Thursday, August 27, 2009

Tomatoes, Phone Calls, and River Lore

We have been enjoying luscious red ripe tomatoes with almost every meal. Unlike our special friend Helen Green Galloway, 87, who likes vine-ripe tomatoes with milk gravy, we don’t eat them for breakfast. They taste good to us with all other meals, however.

I filled up three sacks today and took to Katherine’s house for her and two of her aides. We took tomatoes to the brothers and wives last Friday night, and Gerald has taken some to neighbors. In the old days, I would have been canning tomato juice, but I have not canned in many years. I keep thinking someday I will again, but I probably won’t. (I did finally pass my pressure canner on to a neighbor.) Life seems too full already without canning. Gerald cut back his garden to just green onions--already gone now-- and the tomatoes, so I haven’t even had okra to put in the freezer. (I am afraid my family is going to be very disappointed this winter.)

My planned task for today was to make phone calls for my daughter Katherine to line up interviews for home health aides.
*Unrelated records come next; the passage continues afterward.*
PR #449, opened 2025-10-24
Add an integration test for python

CvvT:
Add a simple end-to-end test for python3.

As I commented in the code, pre-compiled .pyc files are not used because of the lack of support for timestamp in fs.

Also, updated the function `run_target_program` so that it can 1) enable network (i.e., tun), 2) pass environment variables, and 3) create tar file using `ustar` format.

### DIFF
--- a/litebox_runner_linux_userland/tests/run.rs
+++ b/litebox_runner_linux_userland/tests/run.rs
@@ -381,29 +381,50 @@ fn test_runner_with_python() {
                 let python_lib_src = Path::new(each);
                 if python_lib_src.is_dir() {
                     let python_lib_dst = out_dir.join(&each[1..]); // remove leading '/'
-                    if python_lib_dst.exists() {
-                        continue;
-                    }
-                    std::fs::create_dir_all(&python_lib_dst).unwrap();
-                    println!(
-                        "Copying python3 lib from {} to {}",
-                        python_lib_src.to_str().unwrap(),
-                        python_lib_dst.to_str().unwrap()
-                    );
-                    // TODO: we may also need to rewrite all .so files under the python lib directory
-                    let output = std::process::Command::new("cp")
-                        .args([
-                            "-a",
+                    if !python_lib_dst.exists() {
+                        std::fs::create_dir_all(&python_lib_dst).unwrap();
+                        println!(
+                            "Copying python3 lib from {} to {}",
                             python_lib_src.to_str().unwrap(),
-                            python_lib_dst.parent().unwrap().to_str().unwrap(),
-                        ])
-                        .output()
-                        .expect("Failed to copy python3 lib");
-                    assert!(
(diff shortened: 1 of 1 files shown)


litebox_runner_linux_userland/tests/run.rs
```diff
@@ -310,3 +358,72 @@ fn test_runner_with_ls() {
...
+                    if python_lib_dst.exists() {
+                        continue;
+                    }
+                    std::fs::create_dir_all(&python_lib_dst).unwrap();
+                    println!(
+                        "Copying python3 lib from {} to {}",
+                        python_lib_src.to_str().unwrap(),
+                        python_lib_dst.to_str().unwrap()
+                    );
+                    // TODO: we may also need to rewrite all .so files under the python lib directory
```
jaybosamiya-ms: I think we probably wish to have functionality that rewrites all ELFs.  Just attempting the rewriter on everything (glob `**/*`) should probably be enough, because the rewriter will just quickly exit out of anything that is not an ELF.

CvvT: Good point! Now it tries to rewrite everything except files with certain extensions like `py` and `pyc` to speed up.

jaybosamiya-ms:
Thanks @CvvT for adding Python to our test suite!

Unfortunately, this PR implicitly takes a version of Python from the environment, and at least my local version of python3 (3.12.2) fails the test with
```
Error: failed to generate object file: Unaligned sh_offset value 0x201000 for section '.text', expected 0x400000
```

Do you mind mentioning which version of python3 works for you?  I'm guessing whatever is on the CI probably also works, which is why the CI didn't complain.

We should probably fix this issue in the rewriter, but at least until then, I can set up a check within the test and also set up the necessary stuff to ensure that we're testing on the python3 version that works.  I'm happy to make the PR (and open an issue to track the rewriting thing) if you can let me know the working Python version, thanks!

CvvT:
> Thanks @CvvT for adding Python to our test suite!
> 
> Unfortunately, this PR implicitly takes a version of Python from the environment, and at least my local version of python3 (3.12.2) fails the test with
> 
> ```
> Error: failed to generate object file: Unaligned sh_offset value 0x201000 for section '.text', expected 0x400000
> ```
> 
> Do you mind mentioning which version of python3 works for you? I'm guessing whatever is on the CI probably also works, which is why the CI didn't complain.
> 
> We should probably fix this issue in the rewriter, but at least until then, I can set up a check within the test and also set up the necessary stuff to ensure that we're testing on the python3 version that works. I'm happy to make the PR (and open an issue to track the rewriting thing) if you can let me know the working Python version, thanks!

The error message sounds familiar, but I don't recall what's the root cause. Anyway, I'm using `Python 3.10.12`. Thanks!

PR #451, opened 2025-10-28
Clear out manually-handled pipes from the shim

jaybosamiya-ms:
This PR switches out the manually handled pipes in the shim and instead uses LiteBox raw FDs for them.

It additionally switches away the old internal details from `litebox::pipes` to be private, so that we can use the more consistent-with-other-subsystems interface introduced by #446, which will then allow future cleanups to happen inside `litebox::pipes`.

---

### DIFF
--- a/litebox_common_linux/src/errno/mod.rs
+++ b/litebox_common_linux/src/errno/mod.rs
@@ -498,6 +498,7 @@ impl From<litebox::pipes::errors::WriteError> for Errno {
     fn from(value: litebox::pipes::errors::WriteError) -> Self {
         match value {
             litebox::pipes::errors::WriteError::ClosedFd => Errno::EBADF,
+            litebox::pipes::errors::WriteError::ReadEndClosed => Errno::EPIPE,
             litebox::pipes::errors::WriteError::NotForWriting => Errno::EINVAL,
             litebox::pipes::errors::WriteError::WouldBlock => Errno::EWOULDBLOCK,
             _ => todo!(),
--- a/litebox/src/pipes.rs
+++ b/litebox/src/pipes.rs
@@ -88,6 +88,9 @@ impl<Platform: RawSyncPrimitivesProvider + TimeProvider> Pipes<Platform> {
     /// Read values in the pipe into `buf`, returning the number of elements read.
     ///
     /// See [`Self::create_pipe`] for details on blocking behavior.
+    ///
+    /// Note: currently, this function returns `Ok(0)` if the peer end has been shut down, this may
+    /// change in the future to an explicit "peer has shut down" error.
     pub fn read(&self, fd: &PipeFd<Platform>, buf: &mut [u8]) -> Result<usize, errors::ReadError> {
         let dt = self.litebox.descriptor_table();
         let p = match &dt.get_entry(fd).ok_or(errors::ReadError::ClosedFd)?.entry {
@@ -234,6 +237,8 @@ pub mod errors {
     pub enum WriteError {
         #[error("not an open file descriptor")]
         ClosedFd,
+        #[error("the reading end of this pipe is closed")]
+        ReadEndClosed,
         #[error("not open for writing")]
         NotForWriting,
         #[error("write would block")]
@@ -323,8 +328,10 @@ struct WriteEnd<Platform: RawSyncPrimitivesProvider + TimeProvider, T> {
 #[derive(Error, Debug)]
 #[non_exhaustive]
 enum PipeError {
-    #[error("this pipe has been closed down")]
-    Closed,
+    #[error("this end has been shut down")]
+    ThisEndShutdown,
+    #[error("peer has been shut down")]
+    PeerShutdown,
     #[error("this operation would block")]
     WouldBlock,
 }
@@ -332,7 +339,10 @@ enum PipeError {
 impl From<PipeError> for errors::ReadError {
     fn from(err: PipeError) -> Self {
         match err {
-            PipeError::Closed => errors::ReadError::ClosedFd,
+            PipeError::ThisEndShutdown => errors::ReadError::ClosedFd,
+            PipeError::PeerShutdown => {
+                unreachable!("unreachable for now; see documentation of `read`")
+            }
             PipeError::WouldBlock => errors::ReadError::WouldBlock,
         }
     }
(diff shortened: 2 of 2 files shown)


litebox_common_linux/src/errno/mod.rs
```diff
@@ -483,12 +483,38 @@ impl From<litebox::sync::futex::FutexError> for Errno {
...
+            _ => todo!(),
+        }
+    }
+}
+
+impl From<litebox::pipes::errors::CloseError> for Errno {
+    fn from(_value: litebox::pipes::errors::CloseError) -> Self {
+        todo!()
+    }
+}
```
wdcui, line 513: Is this one same as the `impl` below?

litebox_shim_linux/src/lib.rs
```diff
@@ -170,16 +171,24 @@ pub fn litebox_page_manager<'a>() -> &'a PageManager<Platform, PAGE_SIZE> {
...
     NET.get_or_init(|| {
-        let net = litebox::net::Network::new(litebox());
+        let net = Network::new(litebox());
         alloc::boxed::Box::new(litebox().sync().new_mutex(net))
     })
 }
 
+pub(crate) fn litebox_pipes<'a>()
+-> &'a litebox::sync::RwLock<Platform, litebox::pipes::Pipes<Platform>> {
+    static PIPES: OnceBox<litebox::sync::RwLock<Platform, litebox::pipes::Pipes<Platform>>> =
```
wdcui: Minor: to be consistent with the code change in `litebox_net`, should we skip `litebox::pipes::` here and below?

litebox_common_linux/src/errno/mod.rs
```diff
@@ -483,12 +483,38 @@ impl From<litebox::sync::futex::FutexError> for Errno {
...
+            litebox::pipes::errors::ReadError::WouldBlock => Errno::EWOULDBLOCK,
+            _ => todo!(),
+        }
+    }
+}
+
+impl From<litebox::pipes::errors::WriteError> for Errno {
+    fn from(value: litebox::pipes::errors::WriteError) -> Self {
+        match value {
+            litebox::pipes::errors::WriteError::ClosedFd => Errno::EBADF,
```
CvvT, line 500: Similarly, `PipeError::Closed` is different from`errors::WriteError::ClosedFd` and is corresponding to EPIPE as shown in the following example:

```
    if (pipe(fd1) == -1) {
        fprintf(stderr, "Pipe Failed");
        return 1;
    }
    close(fd1[0]); // Close reading end of first pipe

    signal(SIGPIPE, SIG_IGN);
    int n = write(fd1[1], input_str, strlen(input_str) + 1);
    if (n == -1) {
        perror("write");
        return 1;
    }
```
`write` should return `EPIPE`.

We need to add `Closed` to `errors::WriteError`.

litebox_common_linux/src/errno/mod.rs
```diff
@@ -483,12 +483,38 @@ impl From<litebox::sync::futex::FutexError> for Errno {
...
 
-impl From<litebox::pipes::PipeError> for Errno {
-    fn from(value: litebox::pipes::PipeError) -> Self {
+impl From<litebox::pipes::errors::ReadError> for Errno {
+    fn from(value: litebox::pipes::errors::ReadError) -> Self {
         match value {
-            litebox::pipes::PipeError::Closed => Errno::EPIPE,
-            litebox::pipes::PipeError::WouldBlock => Errno::EAGAIN,
-            _ => unimplemented!(),
+            litebox::pipes::errors::ReadError::ClosedFd => Errno::EBADFD,
```
CvvT, line 489: `PipeError::Closed` is different from`errors::ReadError::ClosedFd` and should correspond to EPIPE. We need to add `Closed` to `errors::ReadError`.

litebox_common_linux/src/errno/mod.rs
jaybosamiya-ms: Nope, this one is errors from `close` operation, while the other one is a shared thing for a bunch of related operations whose only potential error is "closed fd".  The `todo!()` is because it is a `#[non_exhaustive]` enum.  I plan to clear out some of the non-exhaustives in the future, which should make things more obvious, but for now we're leaving it as non-exhaustive since we haven't yet finalized what the potential errors can/should be.

litebox_common_linux/src/errno/mod.rs
jaybosamiya-ms: Good catch!  Updated.

litebox_common_linux/src/errno/mod.rs
jaybosamiya-ms: Hmm interestingly, `man 2 read` does not mention EPIPE, so I wrote a quick test:
```c
#include <stdio.h>
#include <unistd.h>

int main(void) {
    int r1, r2;
    int fds[2];
    char buffer[128];

    pipe(fds);
    write(fds[1], "TEST", 4);
    close(fds[1]);

    r1 = read(fds[0], buffer, sizeof(buffer));
    r2 = read(fds[0], buffer, sizeof(buffer));
    printf("%d %d\n", r1, r2);
}
```

This returns `4 0`, so the closed write end does not trigger an EPIPE on the write end.  I am updating to follow this behavior, with a doc-comment to note that we might wish to expose this a bit more nicely at the LiteBox crate level (because implicit `Ok(0)` is not ideal imho).

litebox_shim_linux/src/lib.rs
jaybosamiya-ms: Good catch, updated!

litebox_common_linux/src/errno/mod.rs
jaybosamiya-ms: See 62eb4f17daa7d707b4ee6fc5b12823570503dc97

CvvT: You're right. Read from a closed pipe should be able to drain all the remaining data in the buffer and return zero eventually, but we still need to distinguish between `no data for now` and `the pipe is closed` because blocking read need to retry if it is just `no data for now`. That's why I would like to return a specific error like you did and let the shim to handle it properly. I plan to have another PR to handle EPIPE error.

PR #452, opened 2025-10-28
Fix page management provider for Windows

CvvT:
This PR fixes multiple issues in the page management provider for Windows:

1. `VirtualProtect` only works on a single region but the provided range may span multiple regions. Fix `update_permissions` by iterating all regions within the given range.
2. When allocating pages, separate `MEM_RESERVE` and `MEM_COMMIT` because `MEM_RESERVE` requires the base address to be system allocation granularity (e.g., 64KB on my machine) aligned while `MEM_COMMIT` only asks for page aligned base address. Call single `VirtualAlloc2` with both `MEM_RESERVE` and `MEM_COMMIT` may waste a lot of memory.
3. Another long-standing issue in `allocate_pages` was that when `suggested_range` is given but `fixed_address` is false, we need to first check if there are any committed pages within the given range. If not, we can then operate on each subregion. Otherwise, we should ask OS to assign a new available range for us.

### DIFF
--- a/litebox_platform_windows_userland/src/lib.rs
+++ b/litebox_platform_windows_userland/src/lib.rs
@@ -222,12 +222,6 @@ impl WindowsUserland {
         x & !(gran - 1)
     }
 
-    #[expect(dead_code)]
-    fn is_aligned_to_granu(&self, x: usize) -> bool {
-        let gran = self.sys_info.read().unwrap().dwAllocationGranularity as usize;
-        x.is_multiple_of(gran)
-    }
-
     pub fn init_task(&self) -> litebox_common_linux::TaskParams {
         // TODO: Currently we are using a static thread ID and credentials (faked).
         // This is a placeholder for future implementation to use passthrough.
@@ -943,6 +937,13 @@ where
     Ok(())
 }
 
+macro_rules! debug_assert_alignment {
+    ($r:ident, $page_size:expr) => {
+        debug_assert!($r.start.is_multiple_of($page_size));
+        debug_assert!($r.end.is_multiple_of($page_size));
+    };
+}
+
 impl<const ALIGN: usize> litebox::platform::PageManagementProvider<ALIGN> for WindowsUserland {
     // TODO(chuqi): These are currently "magic numbers" grabbed from my Windows 11 SystemInformation.
     // The actual values should be determined by `GetSystemInfo()`.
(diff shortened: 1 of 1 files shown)


CvvT:
#291 was also trying to address the first and third problems mentioned above and another issue unresolved by this PR. Because the page manager in LiteBox is not aware of the memory allocated to global allocator, #291 also tries to detect whether the given `suggested_range` collides with memory assigned to global allocator when `fixed_address` is true (e.g., guest application calls `mmap` with `MAP_FIXED` set). 

For `mmap`, we probably don't need to worry about it, because the common pattern for `MAP_FIXED` is the following:

```
addr = mmap(NULL, len, ...);
mmap(addr, len, MAP_FIXED, ...)
```

The application should set `MAP_FIXED` only when the memory is allocated to it.

However, it might cause issue for `remap` when `remap` tries to grow an existing mapping. I believe it can be addressed without the complicated tracking implemented in #291. Will do it in a separate PR.

litebox_platform_windows_userland/src/lib.rs
```diff
@@ -222,6 +222,7 @@ impl WindowsUserland {
         x & !(gran - 1)
     }
 
+    #[expect(dead_code)]
```
wdcui: Why do we keep this function if it's dead code?

litebox_platform_windows_userland/src/lib.rs
```diff
@@ -919,181 +958,169 @@ impl<const ALIGN: usize> litebox::platform::PageManagementProvider<ALIGN> for Wi
...
+            if ptr.is_null() {
+                core::ptr::null_mut()
+            } else {
+                unsafe {
+                    VirtualAlloc2(
+                        GetCurrentProcess(),
+                        if r.start == 0 {
+                            ptr
+                        } else {
+                            r.start as *mut c_void
```
wdcui, line 997: Is `r.start` guaranteed to be page aligned?

CvvT: Yes, all the ranges are `ALIGN`-byte aligned, guaranteed by LiteBox's page manager. I added some debug_assert to ensure `ALIGN` is a multiple of the page size, and all ranges are aligned with `ALIGN`.

litebox_platform_windows_userland/src/lib.rs
CvvT: I thought it might be useful in the future. Removed for now.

The long list from a government agency of possible people gave me more disconnected phones than working ones. More and more people are cutting out their land phones and just using cells. I still like using the house phone more than my cell, which I am always misplacing, but it will be interesting to see if the custom of house phones survive in a few more years. At least today’s families don’t have to fret about their kids tying up the house phone—as my parents did and as I did when we had teens living with us.

As I called the listings, I left several messages on message machines—but some without answering machines called me back because they had caller ID. Some phones I called greeted me with music (including the call I made to granddaughter Erin), some were answered by the new owner of a phone number instead of the person I was trying to call and they were very polite even though I had bothered them unnecessarily. Many answered quite formally, and one recorded voice said: You know the routine, leave a message. Some who answered had pleasant cultivated voices and others were strident. Some, who were working elsewhere now, were very brief and business-like; some in the same circumstances were chatty. Some recommended others.

I also was reviewing today the many page report of an archeological study of Mark Wagner of the east side of the Mississippi River at the time of the Cherokee Removal in 1838-39. There in Union County was where the thousands of Cherokee had to take ferries day after day to reach the other side when the large ice floes finally allowed them to cross to Missouri. I had studied the report once before, but enough time had passed that I was no longer positive of some points. So I am re-reading it. Although the river has changed radically since then, the report opined that it might be possible yet to find archeological evidence of Willard’s Landing and Hamburg Landing, both of which once were located on the river’s bank. They provided ferries to cross the river as well as a landing for steamboats from Pennsylvania to bring goods down the Ohio and up the Mississippi to Union County or a place to load flatboats with excess farm produce to sell down in New Orleans.

It is interesting to look at the old maps of the river’s edge and see the changes from decade to decade. In the very earliest days of white pioneers, few acres in the bottoms could be cultivated because of the floods, but now most of the rich land near the river is well drained and growing productive crops.

Woods between the highway and the river make viewing the river impossible most of the time. The same is usually true when you drive off the highway and onto levee roads with fields and trees between the road and the river. Many years ago when we lived and farmed on one side of the 20th century levee in Union County, I would always feel I was definitely living on the river when the water rose against the levee. Other times I could forget that.

Although we were never threatened with the river going over nor the levee breaking during our three years there, nevertheless, driving with the river against the levee seemed very dramatic to me. I drove carefully at those times. One of my favorite memories is when the water was not high and we borrowed our landlord’s little pickup and took Katherine and Gerry for a picnic over by the river on the other side of the levee from our house. My brother’s family at that time lived across the river in Cape Girardeau, and I liked seeing the lights there and knowing they were just on the other side from us.

Old Man River dividing our nation in half is a fascinating phenomenon. Powerful and capable of being devastating down through the years. Yet most of the time, serenely lovely and peacefully soothing.